## What is required
Tally the lines in the data that follows that include the word "maybe", and report nothing but the total.

Stored data entries:
::::::::

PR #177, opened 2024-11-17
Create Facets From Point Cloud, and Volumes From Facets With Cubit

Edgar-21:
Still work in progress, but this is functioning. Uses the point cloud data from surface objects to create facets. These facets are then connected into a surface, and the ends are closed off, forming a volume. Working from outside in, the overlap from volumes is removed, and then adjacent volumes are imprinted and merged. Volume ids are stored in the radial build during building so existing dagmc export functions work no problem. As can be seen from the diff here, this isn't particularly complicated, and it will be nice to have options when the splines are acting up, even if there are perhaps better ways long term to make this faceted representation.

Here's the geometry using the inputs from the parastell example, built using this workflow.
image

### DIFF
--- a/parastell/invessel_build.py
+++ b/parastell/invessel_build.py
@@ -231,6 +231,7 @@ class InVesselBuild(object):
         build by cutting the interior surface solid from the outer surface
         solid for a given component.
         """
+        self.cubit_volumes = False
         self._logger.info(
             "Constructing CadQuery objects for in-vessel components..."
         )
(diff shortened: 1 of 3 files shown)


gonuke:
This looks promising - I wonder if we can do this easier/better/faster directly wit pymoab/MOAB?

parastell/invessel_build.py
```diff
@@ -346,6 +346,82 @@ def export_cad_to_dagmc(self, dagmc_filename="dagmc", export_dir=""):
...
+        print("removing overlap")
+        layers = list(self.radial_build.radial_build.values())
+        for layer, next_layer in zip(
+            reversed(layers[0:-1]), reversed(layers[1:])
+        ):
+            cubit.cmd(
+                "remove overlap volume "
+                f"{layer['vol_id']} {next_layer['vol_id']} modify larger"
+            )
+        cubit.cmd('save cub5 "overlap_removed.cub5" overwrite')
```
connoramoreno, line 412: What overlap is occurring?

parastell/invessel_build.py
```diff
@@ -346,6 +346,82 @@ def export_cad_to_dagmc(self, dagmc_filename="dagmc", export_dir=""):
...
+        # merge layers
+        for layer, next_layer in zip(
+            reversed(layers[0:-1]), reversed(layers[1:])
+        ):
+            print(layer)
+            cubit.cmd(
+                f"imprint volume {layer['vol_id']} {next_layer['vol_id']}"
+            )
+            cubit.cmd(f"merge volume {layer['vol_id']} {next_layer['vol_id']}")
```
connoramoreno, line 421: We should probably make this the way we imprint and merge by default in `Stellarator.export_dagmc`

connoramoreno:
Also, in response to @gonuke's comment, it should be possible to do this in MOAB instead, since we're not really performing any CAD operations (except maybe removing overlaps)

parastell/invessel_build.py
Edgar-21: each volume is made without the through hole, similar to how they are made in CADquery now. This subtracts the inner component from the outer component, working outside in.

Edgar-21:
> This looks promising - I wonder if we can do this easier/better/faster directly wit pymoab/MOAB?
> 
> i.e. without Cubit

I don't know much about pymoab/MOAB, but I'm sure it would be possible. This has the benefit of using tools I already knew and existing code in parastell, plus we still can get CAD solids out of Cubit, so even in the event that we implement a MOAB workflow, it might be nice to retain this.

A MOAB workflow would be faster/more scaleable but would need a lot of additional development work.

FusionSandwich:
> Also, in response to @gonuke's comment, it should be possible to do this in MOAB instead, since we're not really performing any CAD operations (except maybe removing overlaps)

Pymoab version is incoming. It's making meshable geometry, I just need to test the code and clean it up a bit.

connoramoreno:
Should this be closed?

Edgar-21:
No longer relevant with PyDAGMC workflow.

::::::::

## Exercise response
2